■ **TASK PROMPT**
Only the lines from the one containing "This is something" through the last line below should be written out, exactly and with both ends kept.

Records from a dataset

PR #338, opened 2018-08-06
Fix - MacOS distribution package

m6a-UdS:
Some MDMs (like SimpleMDM) require the OSX package (`.pkg`) to contain a "distribution" file, and therefore require the command `productbuild` to be run after `pkgbuild` in order for the package to be accepted by SimpleMDM.

I was unsure whether it would be better to output both versions (with and without the distribution file), the choice is done at the line 553, but could be modified to include both.

I can confirm it works and gets distributed and installed fine with SimpleMDM, but it would be a good idea to also check with other MDMs.

### DIFF
--- a/pkg/packaging/packaging.go
+++ b/pkg/packaging/packaging.go
@@ -512,7 +512,11 @@ func CreateMacPackage(
 		return "", errors.Wrap(err, "could not create final output directory for package")
 	}
 
-  distributionFile, err := os.Create(filepath.Join(packageRoot, "distribution.xml"))
+	distributionFileName := "distribution.xml"
+	distributionFilePath := filepath.Join(outputPathDir, distributionFileName)
+  distributionFile, err := os.Create(distributionFilePath)
+	distrOutputFile := fmt.Sprintf("launcher-darwin-%s-distribution.pkg", packageVersion)
+	distrOutputPath := filepath.Join(outputPathDir, distrOutputFile)
 	distributionOpts := &distributionTemplateOptions{
 		PackageVersion:    packageVersion,
 		PackageFileName:   outputFile,
@@ -534,7 +538,19 @@ func CreateMacPackage(
 		return "", errors.Wrap(err, "could not create macOS package")
 	}
 
-	return outputPath, nil
+	// Add the distribution file
+	err = productbuild(
+		outputPathDir,
+		distributionFileName,
+		outputFile,
+		macPackageSigningKey,
+		distrOutputPath,
+	)
+	if err != nil {
+		return "", errors.Wrap(err, "could not add the distribution file")
+	}
+
+	return distrOutputPath, nil
 }
 
 // systemdTemplateOptions is a struct which contains dynamic systemd
@@ -762,6 +778,29 @@ sleep 5
 		return errors.Wrap(err, "not able to parse postinstall template")
 	}
 	return t.ExecuteTemplate(w, "postinstall", options)
+}
+
+func productbuild(packageDir, distributionFile, packageFile, macPackageSigningKey, outputPath string) error {
+	args := []string{
+		"--distribution", distributionFile,
+		"--package-path", packageFile,
+	}
+
+	if macPackageSigningKey != "" {
+		args = append(args, "--sign", macPackageSigningKey)
+	}
+
+	args = append(args, outputPath)
+  fmt.Printf("productbuild %s", args)
+	cmd := exec.Command("productbuild", args...)
+	cmd.Dir = packageDir
+	stderr := new(bytes.Buffer)
+	cmd.Stderr = stderr
+	if err := cmd.Run(); err != nil {
+		io.Copy(os.Stderr, stderr)
+		return err
+	}
+	return nil
 }
 
 // pkgbuild runs the following pkgbuild command:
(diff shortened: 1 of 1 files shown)


erikng:
If it works with SimpleMDM it will work with others.

pkg/packaging/packaging.go
```diff
@@ -784,6 +838,38 @@ func pkgbuild(packageRoot, scriptsRoot, identifier, version, macPackageSigningKe
...
+<installer-gui-script minSpecVersion="1">
+    <pkg-ref id="com.launcher.launcher"/>
+    <options customize="never" require-scripts="false"/>
+    <choices-outline>
+        <line choice="default">
+            <line choice="com.launcher.launcher"/>
+        </line>
+    </choices-outline>
+    <choice id="default"/>
+    <choice id="com.launcher.launcher" visible="false">
```
marpaia: This should be parameterized with the `identifier` option so that it's `com.{{.Identifier}}.launcher`

pkg/packaging/packaging.go
```diff
@@ -784,6 +838,38 @@ func pkgbuild(packageRoot, scriptsRoot, identifier, version, macPackageSigningKe
...
+	PackageVersion    string
+	PackageFileName   string
+}
+
+// renderDistributionFile renders a distribution file to add to launcher's template.
+func renderDistributionFile(w io.Writer, options *distributionTemplateOptions) error {
+	distributionTemplate :=
+		`<?xml version="1.0" encoding="utf-8"?>
+<installer-gui-script minSpecVersion="1">
+    <pkg-ref id="com.launcher.launcher"/>
```
marpaia: This should be parameterized with the `identifier` option so that it's `com.{{.Identifier}}.launcher`

pkg/packaging/packaging.go
```diff
@@ -784,6 +838,38 @@ func pkgbuild(packageRoot, scriptsRoot, identifier, version, macPackageSigningKe
...
+    <options customize="never" require-scripts="false"/>
+    <choices-outline>
+        <line choice="default">
+            <line choice="com.launcher.launcher"/>
```
marpaia: This should be parameterized with the `identifier` option so that it's `com.{{.Identifier}}.launcher`

pkg/packaging/packaging.go
```diff
@@ -784,6 +838,38 @@ func pkgbuild(packageRoot, scriptsRoot, identifier, version, macPackageSigningKe
...
+        </line>
+    </choices-outline>
+    <choice id="default"/>
+    <choice id="com.launcher.launcher" visible="false">
+        <pkg-ref id="com.launcher.launcher"/>
```
marpaia: This should be parameterized with the `identifier` option so that it's `com.{{.Identifier}}.launcher`

pkg/packaging/packaging.go
```diff
@@ -784,6 +838,38 @@ func pkgbuild(packageRoot, scriptsRoot, identifier, version, macPackageSigningKe
...
+    </choice>
+    <pkg-ref id="com.launcher.launcher" version="{{.PackageVersion}}" onConclusion="none">{{.PackageFileName}}</pkg-ref>
```
marpaia: This should be parameterized with the `identifier` option so that it's `com.{{.Identifier}}.launcher`

pkg/packaging/packaging.go
```diff
@@ -506,11 +506,25 @@ func CreateMacPackage(
...
 	if err != nil {
 		return "", errors.Wrap(err, "could not create final output directory for package")
 	}
 
+	distributionFileName := "distribution.xml"
+	distributionFilePath := filepath.Join(outputPathDir, distributionFileName)
+	distributionFile, err := os.Create(distributionFilePath)
+	distrOutputFile := fmt.Sprintf("launcher-darwin-%s-distribution.pkg", packageVersion)
+	distrOutputPath := filepath.Join(outputPathDir, distrOutputFile)
+	distributionOpts := &distributionTemplateOptions{
```
marpaia: Include `Identifier: identifier` in this struct.

pkg/packaging/packaging.go
```diff
@@ -784,6 +838,38 @@ func pkgbuild(packageRoot, scriptsRoot, identifier, version, macPackageSigningKe
 	return nil
 }
 
+// distributionTemplateOptions is a struct which contains dynamic distribution
+// file parameters that will be rendered into a template.
+type distributionTemplateOptions struct {
```
marpaia: Include `Identifier string` in this struct

zwass:
Is it sufficient to include the `distribution.xml` in the generated package? Or must we also run `productbuild`?

m6a-UdS:
No, I tried just adding `distribution.xml` at the root of the original package, but it does not work with SimpleMDM. I reproduced these instructions in order to make it work: https://medium.com/the-c4-dev/building-an-installer-part-3-d4d145ac2bbc

erikng:
Yes you must run productbuild to get a distribution package. Otherwise it is just a flat package.

Thanks,
Erik Gomez
________________________________

zwass:
sgtm. Thanks @m6a-UdS and @erikng.

groob:
To solve this all you have to do is take the initial package and run `productbuild` to build it. I don't think the distribution file is necessary. We can just implement pkgbuild output to a temp location and take that path to run productbuild in a followup step. 

Long term, I think that would be more reliable than maintaining the distribution.xml ourselves. 

Thoughts?

groob:
Closing due to the refactoring of all the package tools.

PR #339, opened 2018-08-24
store logs to file on windows.

groob:


groob:
I'm closing this. My plan is to update the logger on windows to use the windows event log. Everything else is not idiomatic and leads to full disks.

PR #344, opened 2018-08-29
add flare binary

groob:
Updated:

Adds a launcher subcommand `launcher flare` which builds a debug report running various tests on the system, and saving the output to a `.tar.gz` file which the user can then pass to support. 

Currently the following tests are run:
- connect to grpc server and try serveral endpoints (with a fake node key). 
- launch an osquery instance and connect to it with osquery-go, running a process info query.
- connect to the notary server and perform a healthcheck. 

Additional tests will be added, including os specific ones. This is just the start, but provides a consistent UI to start debugging launcher issues.


directionless:
Yes. So happy to see this getting started. I'm thinking it should be build into launcher -- `launcher flare` so we don't need to ship people another binary. But that's kinda a nit

groob:
Agreed. A subcommand will also be more representative in case of binary whitelisting and related issues.

groob:
I'm also thinking the output should all go to a tar.gz which the user is prompted to upload to us.

directionless:
Yes. Tarball gives us a simple way to have different files of output

cmd/launcher/flare.go
```diff
@@ -0,0 +1,331 @@
...
+	fileOnly outputDestination = iota
+	stdout
+)
+
+func fatal(w io.Writer, err error) {
+	output(w, stdout, "error: %s\n", err)
+	os.Exit(1)
+}
+
+func output(w io.Writer, printTo outputDestination, f string, a ...interface{}) error {
```
directionless: What is printTo if not "stdout" ?

cmd/launcher/flare.go
```diff
@@ -0,0 +1,331 @@
...
+		return errors.Wrapf(err, "creating osquerygo client with socket path %s", socketPath)
+	}
+	defer client.Close()
+
+	logger.Log(
+		"flare", "reportOsqueryProcessInfo",
+		"msg", "running query with osquery-go",
+	)
+
+	const query = `select * from processes where name like '%osqueryd%' OR name like '%launcher%';`
```
directionless: Doing the data analysis via osquery is a clever way to get the cross platform ability. +100

cmd/launcher/flare.go
```diff
@@ -0,0 +1,331 @@
...
+func output(w io.Writer, printTo outputDestination, f string, a ...interface{}) error {
+	if printTo == stdout {
+		fmt.Printf(f, a...)
+	}
+
+	_, err := fmt.Fprintf(w, f, a...)
+	return err
+}
+
+// starts an osqueryd runtime, and then connects an osquery client and runs queries to check and log process info.
```
directionless: Building this, and running `./launcher flare`, my logs show:
```
reportOsqueryProcessInfo error: creating osquery instance for process info query: starting instance: osqueryd not supplied and not found: exec: "osqueryd": executable file not found in $PATH
```

groob: do you not have an osqueryd in your path?

groob: I will try to first find a binary is `/usr/local/kolide/bin/osqueryd`, since that's the default in our packages. 
Its not full proof with custom launcher builds though, so we can parametrize it.

directionless: Correct. I don't have an osquery in my path.

cmd/launcher/flare.go
groob: fileOnly. 

The way this output helper works is it lets me decide if I want to send some output to the users terminal, or if I want to silently write it to the log file in the report. I want to capture everything in the log file, but the stdout output should be a bare minimum.

cmd/launcher/flare.go
groob: We probably want a simple `ps` output as well, but here I wanted to see if we can stand up and communicate with an osquery process over the extension.

cmd/launcher/flare.go
directionless: Ah. I'd reasonable about that as a boolean. But that makes sense

groob: boolean could work, I was thinking there might be a third case down the road, but I also like functions that look like this:

`foo(true, true, false, true)`. It's hard to read and know the meaning of these booleans. An enum can be more descriptive.

PR #350, opened 2018-09-14
implement log rotation

groob:
LaunchD does not rotate the file defined under StandardErrorPath.
Here, we render a newsyslogd config under /etc/newsyslog.d/<identifier>.conf to rotate the log once it grows past a certain size.
Upon rotation, newsyslogd will also send a SIGTERM to the launcher pid file, which will be under the launcher root directory.

### DIFF
--- a/pkg/packaging/packaging.go
+++ b/pkg/packaging/packaging.go
@@ -778,7 +778,7 @@ type newSyslogTemplateOptions struct {
 
 func renderNewSyslogConfig(w io.Writer, options *newSyslogTemplateOptions) error {
 	syslogTemplate := `# logfilename          [owner:group]    mode count size when  flags [/pid_file] [sig_num]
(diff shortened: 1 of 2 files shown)


pkg/packaging/packaging.go
```diff
@@ -754,6 +771,21 @@ sleep 5
...
 }
 
+type newSyslogTemplateOptions struct {
+	LogPath string
+	PidPath string
+}
+
+func renderNewSyslogConfig(w io.Writer, options *newSyslogTemplateOptions) error {
+	syslogTemplate := `# logfilename          [owner:group]    mode count size when  flags [/pid_file] [sig_num]
+{{.LogPath}}               640  4000     3   *   G  {{.PidPath}} 15`
```
directionless: This says keep 4,000 3k files? That seems like a weird choice.

groob: 🤦‍♂️ 

I meant 3 4000 kb files

PR #351, opened 2018-09-17
Add new table kolide_gdrive_sync_config

FritzX6:
Major shoutouts to @groob who was instrumental in holding my hand through the process of building this table.
## What does this table do?

This PR adds a new table gdrive_sync_config which outputs the `user_email` and `local_sync_root_path` from a local device's Google Drive configuration database: `/Users/username/Library/Application Support/Google/Drive/user_default/sync_config.db`. 

Example output below:
```
osquery> SELECT * FROM kolide_gdrive_sync_config;
+-----------------+--------------------------------+
| user_email      | local_sync_root_path           |
+-----------------+--------------------------------+
| fritz@kolide.co | /Users/fritz-imac/Google Drive |
+-----------------+--------------------------------+
```

## Why do we need this table?

Customers have asked us to collect information on the configuration of their user's cloud storage usage. This is done both to determine:

- data-exfiltration risk (eg. when a user is storing company IP on a personal cloud storage account)
- compliance with IT practice / onboarding (having a properly configured cloud storage account)

Furthermore, I would like to see the output of this table bolster the results set that we are currently collecting in the `kolide_email_addresses` to perform user:device assignments.

## Why are we adding this as an osquery-go table and not using ATC functionality?

Currently, we do not have an existing workflow setup for distributing new atc tables via custom osquery configuration files.

Furthermore, the existing implementation of ATC suffers from an issue which prohibits parsing SQLite DB's which utilize the WAL type Journal Mode.
https://github.com/facebook/osquery/issues/5225

### DIFF
--- a/pkg/osquery/table/gdrive_sync.go
+++ b/pkg/osquery/table/gdrive_sync.go
@@ -2,32 +2,19 @@ package table
 
 import (
 	"context"
-	"encoding/json"
-	"io/ioutil"
-	"strings"
+	"database/sql"
+	"path/filepath"
 
 	"github.com/kolide/osquery-go"
 	"github.com/kolide/osquery-go/plugin/table"
 	"github.com/pkg/errors"
+
 	_ "github.com/mattn/go-sqlite3"
 )
 
-func GDrivePlugin(client *osquery.ExtensionManagerClient) *table.Plugin {
-	t := &gDriveTable{client: client}
-	paths, err := queryDbPath(t.client)
-	if err != nil {
-		fmt.Println(err)
-		os.Exit(1)
-	}
-	database, err := sql.Open("sqlite3", path)
-	if err != nil {
-		fmt.Println(err)
-		os.Exit(1)
-	}
-	defer db.Close()
-
+func GDriveSyncConfig(client *osquery.ExtensionManagerClient) *table.Plugin {
 	g := &gdrive{
-		db: database,
+		client: client,
 	}
 
 	columns := []table.ColumnDefinition{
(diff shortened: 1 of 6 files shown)


pkg/osquery/table/gdrive_sync.go
```diff
@@ -0,0 +1,61 @@
+func GDrivePlugin(client *osquery.ExtensionManagerClient) *table.Plugin {
```
groob: add the imports and package name.

pkg/osquery/table/gdrive_sync.go
```diff
@@ -0,0 +1,61 @@
...
+	database, _ := sql.Open("sqlite3", path)
+	g := &gdrive{
+		db: database,
+	}
+
+	columns := []table.ColumnDefinition{
+		table.TextColumn("user_email"),
+		table.TextColumn("local_sync_root_path"),
+	}
+	return table.NewPlugin("kolide_gdrive_sync_config", columns, generate)
```
groob: should be `g.generate`, since you're calling the generate function on the `g` struct`

pkg/osquery/table/gdrive_sync.go
```diff
@@ -0,0 +1,61 @@
+func GDrivePlugin(client *osquery.ExtensionManagerClient) *table.Plugin {
+	paths := queryDbPath...
+	database, _ := sql.Open("sqlite3", path)
```
groob: should not ignore error. However not sure what to do about it, lets look at other example.

pkg/osquery/table/gdrive_sync.go
```diff
@@ -0,0 +1,61 @@
+func GDrivePlugin(client *osquery.ExtensionManagerClient) *table.Plugin {
+	paths := queryDbPath...
```
groob: call the queryDbPath function with the correct argument, check for error.

pkg/osquery/table/gdrive_sync.go
FritzX6: Thanks I just saw this was missing the sqlite import!

I thought the package name was supposed to be table? (per your example)

FritzX6:
In trying to extend this table structure to another SQLite DB I am running into database locked errors:
```
2018/09/18 08:58:57 panic in processor: database is locked: goroutine 22 [running]:
```
This is something that Mitchell had to address when building his ATC function:
https://github.com/facebook/osquery/pull/4414

I am not sure if it is something that we will need to address with this table as well.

■ **REPLY**
This is something that Mitchell had to address when building his ATC function:
https://github.com/facebook/osquery/pull/4414

I am not sure if it is something that we will need to address with this table as well.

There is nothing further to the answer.